A large retailer operating in a dozen states in the southeastern part of the United States was seeking to expand. Headquartered in a major metropolitan area, its sales were increasing and its market area was growing. Its analysts recommended opening a new distribution center to improved logistics and increase sales even more. They hired a site selector who recommended two sites in a certain area.
The company was family-owned, having been founded 30 years ago by a man and wife who began their business with a dress shop managed by her and a men’s clothing store managed by him. Their joint business expanded to household items and more. Their sons took over day-to-day management of the business with the goal of doubling in size in 10 years.
The area under consideration was located at the intersection of two large U.S. highways. It had a steady increase in population, and was projected to grow at even faster rate in the coming decade. Growth was occurring at a faster rate in the suburban area, which is located outside the city limits of the central city. Average income was higher than the state average and the unemployment rate was lower than the national average.

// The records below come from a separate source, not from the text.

PR #10217, opened 2022-07-29
Fixes #35296 - New Custom CDN type

parthaa:
Now that we have the syncable yum exports available, we need the ability to pull in the exported content.
One should be able to enable via http / https to a custom cdn location.

However while enabling a repo via https we hit an SSL verifcation issue. This is because we only pass redhat ca cert while talking to cdn. So the connection is not able to verify the custom cdn url.
This commit adds a new 'custom_cdn'  type configuration where you specify both your custom cdn url and ssl cert.
 
- New Custom CDN configuration type. API + UI Changes
- Updated the RedHat CDN type and set its url as read only.

Initially thought of just using the default trust store to accept custom cert. However from a security perspective we probably shouldn't be making use of those.

Feel free to ping me for the dump url or do the following 7 steps to generate one.
- Enable a RH Repo like `rhel-7-server-ansible-2.9-rpms`
- Go to products -> repo details of this repo and mark the download policy  immediate
- Sync repo
- On your dev env you may need to run sudo setfacl --recursive --modify u:vagrant:rwX,d:u:vagrant:rwX /var/lib/pulp/exports so that listing files can be generate when hammer is running as a vagrant user.
- `hammer content-export complete repository --id=<repo-id> --format=syncable` -> This should generate a dump
- `mv <dump-dir>  /var/www/html/pub/repos`
- make sure `https://<...>/pub/repos` is browsable.

Now in a new Katello instance which will be the importing sat
- create new org
- import manifest
- Goto Subscriptions => Manage Manifest => CDN Configuration => Redhat CDN
-  Change the URL to https://<...>/pub/repos
- Click updateb
- Now go to Redhat Repos page and try enabling the ansible repo

Before this PR - 
You should see an error like 
```
2022-07-28T18:01:33 [I|app|37e3cb19] CDN: Requesting path https://<webserver>:443/pub/repos/content/dist/rhel/server/7/listing
/opt/rh/rh-ruby27/root/usr/share/ruby/net/protocol.rb:44: warning: exception in verify_callback is ignored
2022-07-28T18:01:33 [E|app|37e3cb19] Failed at scanning for repository: SSL_connect returned=1 errno=0 state=error: certificate verify failed (self signed certificate in certificate chain)
```

After PR
- `bundle exec rake db:migrate`
- Go to `Content->Content Credentials`
- Create a new cert with contents of -> `https://<...>/pub/katello-server-ca.crt`
- Go to Subscriptions => Manage Manifest => CDN Configuration => Custom CDN
- Update the url to `https://<...>/pub/repos`  and content credentials to the one you created above
- Now try enabling and syncing the desired repo.

### DIFF
--- a/webpack/scenes/Subscriptions/Manifest/CdnConfigurationTab/CustomCdnTypeForm.js
+++ b/webpack/scenes/Subscriptions/Manifest/CdnConfigurationTab/CustomCdnTypeForm.js
@@ -1,4 +1,4 @@
-import React, { useState, useEffect, useRef } from 'react';
+import React, { useState } from 'react';
 import PropTypes from 'prop-types';
 import { useDispatch, useSelector } from 'react-redux';
 import { FormattedMessage } from 'react-intl';
@@ -18,40 +18,46 @@ import { noop } from 'foremanReact/common/helpers';
 import { CUSTOM_CDN } from './CdnConfigurationConstants';
 import { updateCdnConfiguration } from '../../../Organizations/OrganizationActions';
 import {
+  selectOrgLoading,
   selectUpdatingCdnConfiguration,
 } from '../../../Organizations/OrganizationSelectors';
 import './CdnConfigurationForm.scss';
 
 const CustomCdnTypeForm = ({
-  showUpdate, onUpdate, contentCredentials, cdnConfiguration,
+  typeChangeInProgress, onUpdate, contentCredentials, cdnConfiguration,
 }) => {
   const dispatch = useDispatch();
   const urlValue = cdnConfiguration.type === CUSTOM_CDN ? cdnConfiguration.url : '';
   const [url, setUrl] = useState(urlValue);
-  const [updateEnabled, setUpdateEnabled] = useState(showUpdate);
   const updatingCdnConfiguration = useSelector(state => selectUpdatingCdnConfiguration(state));
-  const firstUpdate = useRef(true);
+  const orgIsLoading = useSelector(state => selectOrgLoading(state));
   const [sslCaCredentialId, setSslCaCredentialId] = useState(cdnConfiguration.ssl_ca_credential_id);
 
-  useEffect(() => {
-    if (firstUpdate.current) {
-      firstUpdate.current = false;
-      return;
+  const disableUpdate = () => {
+    if (updatingCdnConfiguration || orgIsLoading) {
+      return true;
     }
-    setUpdateEnabled(true);
-  }, [sslCaCredentialId, cdnConfiguration]);
 
-  const onError = () => setUpdateEnabled(true);
+    const sslCaCredentialIdOrNull = sslCaCredentialId === '' ? null : sslCaCredentialId;
+    if (!url || (url === cdnConfiguration.url
+              && sslCaCredentialIdOrNull?.toString() ===
+                      cdnConfiguration.ssl_ca_credential_id?.toString())) {
+      return true;
+    }
+
+    return false;
+  };
 
   const performUpdate = () => {
-    setUpdateEnabled(false);
     dispatch(updateCdnConfiguration({
       url,
       ssl_ca_credential_id: sslCaCredentialId,
       type: CUSTOM_CDN,
-    }, onUpdate, onError));
+    }, onUpdate));
   };
 
+  const sslCaCredentialValue =
+    cdnConfiguration.type === CUSTOM_CDN || typeChangeInProgress ? sslCaCredentialId : null;
 
   return (
     <Form isHorizontal>
@@ -59,13 +65,13 @@ const CustomCdnTypeForm = ({
         <Text>
           <FormattedMessage
             id="cdn-configuration-type"
-            defaultMessage={__('Red Hat content will be consumed from the {type}.')}
+            defaultMessage={__('Red Hat content will be consumed from {type}.')}
             values={{
-              type: <strong>{__('Custom CDN Url')}</strong>,
+              type: <strong>{__('a custom CDN URL')}</strong>,
             }}
           />
           <br />
-          {showUpdate &&
+          {typeChangeInProgress &&
           <FormattedMessage
             id="cdn-configuration-type-cdn"
             defaultMessage={__('Click {update} below to save changes.')}
@@ -97,7 +103,7 @@ const CustomCdnTypeForm = ({
         <FormSelect
           ouiaId="custom-cdn-ca-content-credential-input"
           aria-label="cdn-ssl-ca-content-credential"
-          value={sslCaCredentialId || ''}
+          value={sslCaCredentialValue || ''}
           isDisabled={updatingCdnConfiguration}
           onChange={value => setSslCaCredentialId(value)}
         >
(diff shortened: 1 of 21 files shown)


parthaa:
[test katello]

parthaa:
[test katello]

webpack/scenes/Subscriptions/Manifest/CdnConfigurationTab/CustomCdnTypeForm.js
```diff
@@ -0,0 +1,148 @@
...
+  };
+
+
+  return (
+    <Form isHorizontal>
+      <div id="update-hint-cdn" className="margin-top-16">
+        <Text>
+          <FormattedMessage
+            id="cdn-configuration-type"
+            defaultMessage={__('Red Hat content will be consumed from the {type}.')}
```
jeremylenz, line 62:
```suggestion
            defaultMessage={__('Red Hat content will be consumed from {type}.')}
```

webpack/scenes/Subscriptions/Manifest/CdnConfigurationTab/CustomCdnTypeForm.js
```diff
@@ -0,0 +1,148 @@
...
+            values={{
+              type: <strong>{__('Custom CDN Url')}</strong>,
```
jeremylenz, line 64:
```suggestion
              type: <strong>{__('a custom CDN URL')}</strong>,
```

jeremylenz (commented):
Are we sure we want to keep the Red Hat CDN URL field disabled? I remember reading somewhere there's also `cdn6.redhat.com` for ipv6..

parthaa:
> Are we sure we want to keep the Red Hat CDN URL field disabled? I remember reading somewhere there's also `cdn6.redhat.com` for ipv6..

Oh that sounds important. Will look into it.

parthaa:
> Are we sure we want to keep the Red Hat CDN URL field disabled? I remember reading somewhere there's also `cdn6.redhat.com` for ipv6..

So I think we are ok with cdn url field disabled. The reason being that the cdn url is derived from a config setting `SETTINGS[:katello][:redhat_repository_url]`

webpack/scenes/Subscriptions/Manifest/CdnConfigurationTab/CustomCdnTypeForm.js
```diff
@@ -0,0 +1,148 @@
...
+  const firstUpdate = useRef(true);
+  const [sslCaCredentialId, setSslCaCredentialId] = useState(cdnConfiguration.ssl_ca_credential_id);
+
+  useEffect(() => {
+    if (firstUpdate.current) {
+      firstUpdate.current = false;
+      return;
+    }
+    setUpdateEnabled(true);
+  }, [sslCaCredentialId, cdnConfiguration]);
```
jeremylenz, line 42: Can you help me understand why this effect was needed?

jeremylenz (commented):
Code looks good & works well.

Is an SSL CA content credential always required? Would a user ever sync to an insecure CDN?

If a user has no content credential configured, what do you think about linking to the content credential create page? (The link could replace the dropdown in the form which would otherwise be empty anyway.)

also one curiosity question below

parthaa:
> Is an SSL CA content credential always required? Would a user ever sync to an insecure CDN?

CA Credential is not necessary. You can use a http server instead of https or https with no_ca. These cases will not require a CA Credential.

webpack/scenes/Subscriptions/Manifest/CdnConfigurationTab/CustomCdnTypeForm.js
parthaa: Enable/Disable update if `sslCaCredentialId` or `cdnConfiguration` changes? Are you questioning the `firstUpdate.current` part ?

jeremylenz: Right, why did it need an effect and why keep track of if it's the first update?

Is there a way that `updateEnabled` could be turned into a computed value rather than a state? If so it could make things much cleaner.

jeremylenz: https://beta.reactjs.org/learn/you-might-not-need-an-effect#updating-state-based-on-props-or-state

jeremylenz:
```diff
diff --git a/webpack/scenes/Organizations/OrganizationSelectors.js b/webpack/scenes/Organizations/OrganizationSelectors.js
index 03868e14dc..f3148ae00b 100644
--- a/webpack/scenes/Organizations/OrganizationSelectors.js
+++ b/webpack/scenes/Organizations/OrganizationSelectors.js
@@ -9,6 +9,7 @@ import {
 } from './OrganizationConstants';
 
 export const selectOrganizationState = state => state.katello.organization;
+export const selectOrgLoading = state => state.katello.organization.loading;
 
 export const selectManifestName = state =>
   selectOrganizationState(state).owner_details?.upstreamConsumer?.name;
diff --git a/webpack/scenes/Subscriptions/Manifest/CdnConfigurationTab/CdnTypeForm.js b/webpack/scenes/Subscriptions/Manifest/CdnConfigurationTab/CdnTypeForm.js
index a56165dcae..47a095e2fe 100644
--- a/webpack/scenes/Subscriptions/Manifest/CdnConfigurationTab/CdnTypeForm.js
+++ b/webpack/scenes/Subscriptions/Manifest/CdnConfigurationTab/CdnTypeForm.js
@@ -17,18 +17,20 @@ import { CDN_URL, CDN } from './CdnConfigurationConstants';
 import { updateCdnConfiguration } from '../../../Organizations/OrganizationActions';
 import {
   selectUpdatingCdnConfiguration,
+  selectOrgLoading,
 } from '../../../Organizations/OrganizationSelectors';
 import './CdnConfigurationForm.scss';
 
 const CdnTypeForm = ({ typeChangeInProgress, onUpdate }) => {
   const dispatch = useDispatch();
   const updatingCdnConfiguration = useSelector(state => selectUpdatingCdnConfiguration(state));
+  const orgIsLoading = useSelector(state => selectOrgLoading(state));
   const performUpdate = () => {
     dispatch(updateCdnConfiguration({
       type: CDN,
     }, onUpdate));
   };
-
+  console.table({ disableForTypeChange: !typeChangeInProgress, updatingCdnConfiguration })
   return (
     <Form isHorizontal>
       <div id="update-hint-cdn" className="margin-top-16">
@@ -68,7 +70,7 @@ const CdnTypeForm = ({ typeChangeInProgress, onUpdate }) => {
           aria-label="update-cdn-configuration"
           variant="secondary"
           onClick={performUpdate}
-          isDisabled={updatingCdnConfiguration || !typeChangeInProgress}
+          isDisabled={updatingCdnConfiguration || orgIsLoading || !typeChangeInProgress}
           isLoading={updatingCdnConfiguration}
         >
           {__('Update')}
```

jeremylenz (approved):
Great work @parthaa!

ACK :+1: :rocket:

The central city had a well-established industrial park. There was only one vacant building, which was formerly used by a trucking company that went out of business. It met the needs of the company, with only slight modifications and could be ready in less than 90 days. A second option for the expanding company was to construct a new facility in the county. Although it would be slightly more efficient it would mean a construction period of at least nine months. The company decided that both options were equal. It sent its in-house real estate vice president to meet with local officials in the city and the county.
Recently, there had been increasing animosity between the chambers of commerce in the suburban areas and the one in the central city. A year ago, county leaders formed an economic development organization and hired its first economic developer, a 31-year-old male with previous experience as the assistant economic developer in a suburban county in the Atlanta area. His hiring was somewhat contentious from the beginning. A search committee put forth two candidates, one from the local area who was well-known and respected and one from outside the area. One faction of county leaders felt that a certain local candidate would be the best choice because the position required someone who knew the local “lay of the land.” Another group felt that the best choice would be someone from a growing suburban county from another state. Eventually, the board chose the economic developer from the other state.
On the appointed day, the real estate vice president met with the city economic developer in the morning and the county economic developer in the afternoon. As is now customary in the economic development world, there were discussions of incentives that would be offered to the company. Each economic development official was informed that two sites were under consideration and were asked why the company should choose their respective site. The central city economic developer pointed out the reasons that the city site met the needs of the company. The county economic developer did the same, but then chose to talk about the reasons that the city site was a bad choice. He pointed out that suburbia was where distribution companies were locating. He then handed the prospect a sheet that compared the city and county. The facts presented were about crime, schools, infrastructure, government officials and future growth. The county economic developer concluded his presentation by saying, in effect, “… choose that other site and it will get burglarized, your drivers will get mugged and it will be difficult to recruit employees who have children in school.”
The real estate vice president went back to headquarters and reported the details of his visit. It did not take long for the company management to choose the city site. The CEO of the company remarked if the county economic developer talked that way about his competition then he probably talks that way about other things. Today, the company is still in its distribution center in the city and the county economic developer was fired a long time ago.
The primary lesson in this story is that one should not disparage their competition, but should instead sell the benefits of their own assets. As this writer’s grandfather was fond of saying, “Never talk bad about someone else because when you do you’re really taking bad about yourself.”
A secondary lesson in this story is that sooner or later the city and county will be marketing itself as a region. Talking negatively about a neighbor will not be tolerated. When prospective clients see a divided region it raises the proverbial red flag. All one has to do is look at the most successful economic development projects in Mississippi to conclude that regions that work together get the best projects.
Friendly competition and pride in one’s community is a healthy thing. Attempting to sell a community by telling why a prospect should not move to a neighboring community is a disease that needs treatment.